_Problem to work on:_ After reading the records, print them all again exactly as they stand.

Saved data entries:
PR #1858, opened 2025-09-03
remove unused actions in sampleview

walesch-yan:
This PR removes actions in `sampleView,` that are never called in the code. For some I will give a short explanation below

### DIFF
--- a/ui/src/actions/sampleview.js
+++ b/ui/src/actions/sampleview.js
@@ -13,10 +13,6 @@ import {
 } from '../api/sampleview';
 import { showErrorPanel } from './general';
 
-export function setMotorMoving(name, status) {
-  return { type: 'SET_MOTOR_MOVING', name, status };
-}
-
 export function setBeamInfo(info) {
   return { type: 'SET_BEAM_INFO', info };
 }
@@ -84,10 +80,6 @@ export function clearSelectedShapes() {
   return { type: 'CLEAR_SELECTED_SHAPES' };
 }
 
-export function addCentringPoint(x, y) {
-  return { type: 'ADD_CENTRING_POINT', x, y };
-}
-
 export function addShapeAction(shape) {
   return { type: 'ADD_SHAPE', shape };
 }
@@ -135,10 +127,6 @@ export function updateMotorState(name, value) {
 
 export function setShapes(shapes) {
   return { type: 'SET_SHAPES', shapes };
-}
-
-export function setGridOverlay(level) {
-  return { type: 'SET_GRID_OVERLAY', level };
 }
 
 export function toggleDrawGrid() {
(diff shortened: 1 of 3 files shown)


ui/src/actions/sampleview.js
```diff
@@ -137,10 +129,6 @@ export function setShapes(shapes) {
   return { type: 'SET_SHAPES', shapes };
 }
 
-export function setGridOverlay(level) {
-  return { type: 'SET_GRID_OVERLAY', level };
-}
-
```
walesch-yan, line 143: setOverlay is used instead

ui/src/reducers/beamline.js
```diff
@@ -221,20 +221,6 @@ function beamlineReducer(state = INITIAL_STATE, action = {}) {
...
-        motors: {
-          ...state.motors,
-          [action.name.toLowerCase()]: {
-            ...state.motors[action.name.toLowerCase()],
-            state: action.status,
-          },
-        },
-      };
-    }
-
```
walesch-yan, line 237: Weirdly enough an action (that was never called) defined in `sampleview` would trigger this function in the beamline reducer

ui/src/reducers/sampleview.js
```diff
@@ -34,25 +33,14 @@ function sampleViewReducer(state = INITIAL_STATE, action = {}) {
...
-      return state.clickCentringPoints.length === 2
-        ? { ...state, clickCentring: false, clickCentringPoints: [] }
-        : {
-            ...state,
-            clickCentringPoints: [
-              ...state.clickCentringPoints,
-              { x: action.x, y: action.y },
-            ],
-          };
-    }
```
walesch-yan, line 55: After removing this, the `clickCentringPoints`  variable from the state would always be an empty list. The variable was never used in the code, hence I also completely removed it from the state

ui/src/reducers/sampleview.js
```diff
@@ -91,9 +79,6 @@ function sampleViewReducer(state = INITIAL_STATE, action = {}) {
     case 'SET_IMAGE_RATIO': {
       return { ...state, imageRatio: action.clientWidth / state.width };
     }
-    case 'SET_VIDEO_SIZE': {
-      return { ...state, videoSize: action.width };
-    }
```
walesch-yan, line 96: Obsolete due to `SET_IMAGE_SIZE`

ui/src/reducers/sampleview.js
```diff
@@ -115,9 +100,6 @@ function sampleViewReducer(state = INITIAL_STATE, action = {}) {
         videoMessageOverlay: { show: action.show, msg: action.msg },
       };
     }
-    case 'SET_CENTRING_METHOD': {
-      return { ...state, centringMethod: action.centringMethod };
-    }
```
walesch-yan, line 120: There is an action in `actions/queue.js` that would trigger this. However, the centringMethod variable is exclusively called from `state.queue`, not `state.sampleView`. Hence, I removed it (the exact same code snippet exists in `reducers/queue.js`)

axelboc (approved):
Haha so much dead code, awesome :grin:

mockoocy (approved):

_Response area:_
PR #1858, opened 2025-09-03
remove unused actions in sampleview

walesch-yan:
This PR removes actions in `sampleView,` that are never called in the code. For some I will give a short explanation below

### DIFF
--- a/ui/src/actions/sampleview.js
+++ b/ui/src/actions/sampleview.js
@@ -13,10 +13,6 @@ import {
 } from '../api/sampleview';
 import { showErrorPanel } from './general';
 
-export function setMotorMoving(name, status) {
-  return { type: 'SET_MOTOR_MOVING', name, status };
-}
-
 export function setBeamInfo(info) {
   return { type: 'SET_BEAM_INFO', info };
 }
@@ -84,10 +80,6 @@ export function clearSelectedShapes() {
   return { type: 'CLEAR_SELECTED_SHAPES' };
 }
 
-export function addCentringPoint(x, y) {
-  return { type: 'ADD_CENTRING_POINT', x, y };
-}
-
 export function addShapeAction(shape) {
   return { type: 'ADD_SHAPE', shape };
 }
@@ -135,10 +127,6 @@ export function updateMotorState(name, value) {
 
 export function setShapes(shapes) {
   return { type: 'SET_SHAPES', shapes };
-}
-
-export function setGridOverlay(level) {
-  return { type: 'SET_GRID_OVERLAY', level };
 }
 
 export function toggleDrawGrid() {
(diff shortened: 1 of 3 files shown)


ui/src/actions/sampleview.js
```diff
@@ -137,10 +129,6 @@ export function setShapes(shapes) {
   return { type: 'SET_SHAPES', shapes };
 }
 
-export function setGridOverlay(level) {
-  return { type: 'SET_GRID_OVERLAY', level };
-}
-
```
walesch-yan, line 143: setOverlay is used instead

ui/src/reducers/beamline.js
```diff
@@ -221,20 +221,6 @@ function beamlineReducer(state = INITIAL_STATE, action = {}) {
...
-        motors: {
-          ...state.motors,
-          [action.name.toLowerCase()]: {
-            ...state.motors[action.name.toLowerCase()],
-            state: action.status,
-          },
-        },
-      };
-    }
-
```
walesch-yan, line 237: Weirdly enough an action (that was never called) defined in `sampleview` would trigger this function in the beamline reducer

ui/src/reducers/sampleview.js
```diff
@@ -34,25 +33,14 @@ function sampleViewReducer(state = INITIAL_STATE, action = {}) {
...
-      return state.clickCentringPoints.length === 2
-        ? { ...state, clickCentring: false, clickCentringPoints: [] }
-        : {
-            ...state,
-            clickCentringPoints: [
-              ...state.clickCentringPoints,
-              { x: action.x, y: action.y },
-            ],
-          };
-    }
```
walesch-yan, line 55: After removing this, the `clickCentringPoints`  variable from the state would always be an empty list. The variable was never used in the code, hence I also completely removed it from the state

ui/src/reducers/sampleview.js
```diff
@@ -91,9 +79,6 @@ function sampleViewReducer(state = INITIAL_STATE, action = {}) {
     case 'SET_IMAGE_RATIO': {
       return { ...state, imageRatio: action.clientWidth / state.width };
     }
-    case 'SET_VIDEO_SIZE': {
-      return { ...state, videoSize: action.width };
-    }
```
walesch-yan, line 96: Obsolete due to `SET_IMAGE_SIZE`

ui/src/reducers/sampleview.js
```diff
@@ -115,9 +100,6 @@ function sampleViewReducer(state = INITIAL_STATE, action = {}) {
         videoMessageOverlay: { show: action.show, msg: action.msg },
       };
     }
-    case 'SET_CENTRING_METHOD': {
-      return { ...state, centringMethod: action.centringMethod };
-    }
```
walesch-yan, line 120: There is an action in `actions/queue.js` that would trigger this. However, the centringMethod variable is exclusively called from `state.queue`, not `state.sampleView`. Hence, I removed it (the exact same code snippet exists in `reducers/queue.js`)

axelboc (approved):
Haha so much dead code, awesome :grin:

mockoocy (approved):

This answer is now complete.